Method for Labeling Transcripts in Individual Escherichia coli Cells for Single-molecule Fluorescence In Situ Hybridization Experiments

Overview

This manuscript describes a method for labeling individual messenger RNA (mRNA) transcripts with fluorescently-labeled DNA probes for use in single-molecule fluorescence in situ hybridization (smFISH) experiments in E. coli.

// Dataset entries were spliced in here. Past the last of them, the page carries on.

PR #233, opened 2022-09-09
use static string to test signMessage easier

nickcruz:
FYI it might be easier for other wallets / dapps to test signMessage if you have:
- a static / human-readable UTF-8 string (instead of random bytes that don't render nicely)
So instead of the UTF-8 encoding of the randomBytes from before (left), you get something like this (right)

Random bytes | static string
---|---
image|image

- a base58-representation of the signature bytes logged instead of the object stringified
So instead of this:
```
2022-09-09 11:41:35.551 14763-14812/com.solana.mobilewalletadapter.fakedapp D/MainViewModel: Signed message(s): SignPayloadsResult{signedPayloads=[[B@dd95339]}
```

you log this:
```
2022-09-09 11:41:35.555 14763-14812/com.solana.mobilewalletadapter.fakedapp D/MainViewModel: Signed message base58: 49NpST2nrCQtAcmVDAq7h1R5Tnp1aqyjzJKLCdKcBjQ9Z2mD2dr9B19dmHVJhTi5XDGCCBhBmxkeG4os7CTuwoyv
```


steveluscher (approved):
Seems reasonable! @sdlaver?

android/fakedapp/src/main/java/com/solana/mobilewalletadapter/fakedapp/MainViewModel.kt
```diff
@@ -432,7 +431,7 @@ class MainViewModel(application: Application) : AndroidViewModel(application) {
         var signedMessages: Array<ByteArray>? = null
         try {
             val result = client.signMessages(messages, addresses).get()
-            Log.d(TAG, "Signed message(s): $result")
+            Log.d(TAG, "Signed message base58: ${Base58EncodeUseCase(result.signedPayloads[0])}")
```
sdlaver, line 434: I'd love to print out all the payloads here. not just the 0'th one.
Perhaps leave the original Log statement (to dump the whole object, in case we add fields to it in the future), followed by iterating through each payload and printint out the base58 signature?

android/fakedapp/src/main/java/com/solana/mobilewalletadapter/fakedapp/MainViewModel.kt
```diff
@@ -181,10 +182,8 @@ class MainViewModel(application: Application) : AndroidViewModel(application) {
             if (!authorized) {
                 return@localAssociateAndExecute null
             }
-            val messages = Array(numMessages) {
-                Random.nextBytes(16384)
-            }
-            doSignMessages(client, messages, arrayOf(_uiState.value.publicKey!!))
+            val message = "To avoid digital dognappers, sign below to authenticate with CryptoCorgis.".toByteArray(Charsets.UTF_8)
+            doSignMessages(client, arrayOf(message), arrayOf(_uiState.value.publicKey!!))
```
sdlaver, line 186: This change will send only 1 message, irrespective of the value of the `numMessages` parameter. What if instead we did:
```
            val messages = Array(numMessages) { i ->
                "To avoid digital dognappers, sign below to authenticate with CryptoCorgis. [$i]".toByteArray(Charsets.UTF_8)
            }
            doSignMessages(client, messages, arrayOf(_uiState.value.publicKey!!))
```

This will append the message index to the string, ensuring that each message is unique (and thus that each signature will be unique as well)

sdlaver (changes requested):

sdlaver:
Superseded by #407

This technique allows for the simultaneous detection, localization, and quantification of single mRNA molecules in fixed individual cells.

Key Study Components

Area of Science

• Neuroscience
• Systems Biology
• Cell Biology

Background

• Single-molecule fluorescence in situ hybridization (smFISH) is a powerful visualization method.
• This method enables the study of transcriptional processes at the single-cell level.
• Understanding mRNA localization and quantification is crucial for systems biology.
• E. coli serves as a model organism for these experiments.

Purpose of Study

• To label individual mRNA transcripts in E. coli.
• To visualize mRNA localization using fluorescently labeled DNA probes.
• To enhance understanding of transcriptional variability among cells.

Methods Used

• Grow E. coli MG1655 in LB medium overnight.
• Dilute the overnight culture in fresh medium.
• Measure optical density to ensure proper growth conditions.
• Apply fluorescently labeled DNA probes for smFISH analysis.

Main Results

• Successful labeling of individual mRNA transcripts.
• Visualization of mRNA localization within fixed cells.
• Quantification of transcriptional processes at the single-molecule level.
• Insights into cell-to-cell variability in transcript expression.

Conclusions

• The method provides a robust approach for studying mRNA dynamics.
• It contributes valuable information to the field of systems biology.
• This technique can be applied to various research questions regarding gene expression.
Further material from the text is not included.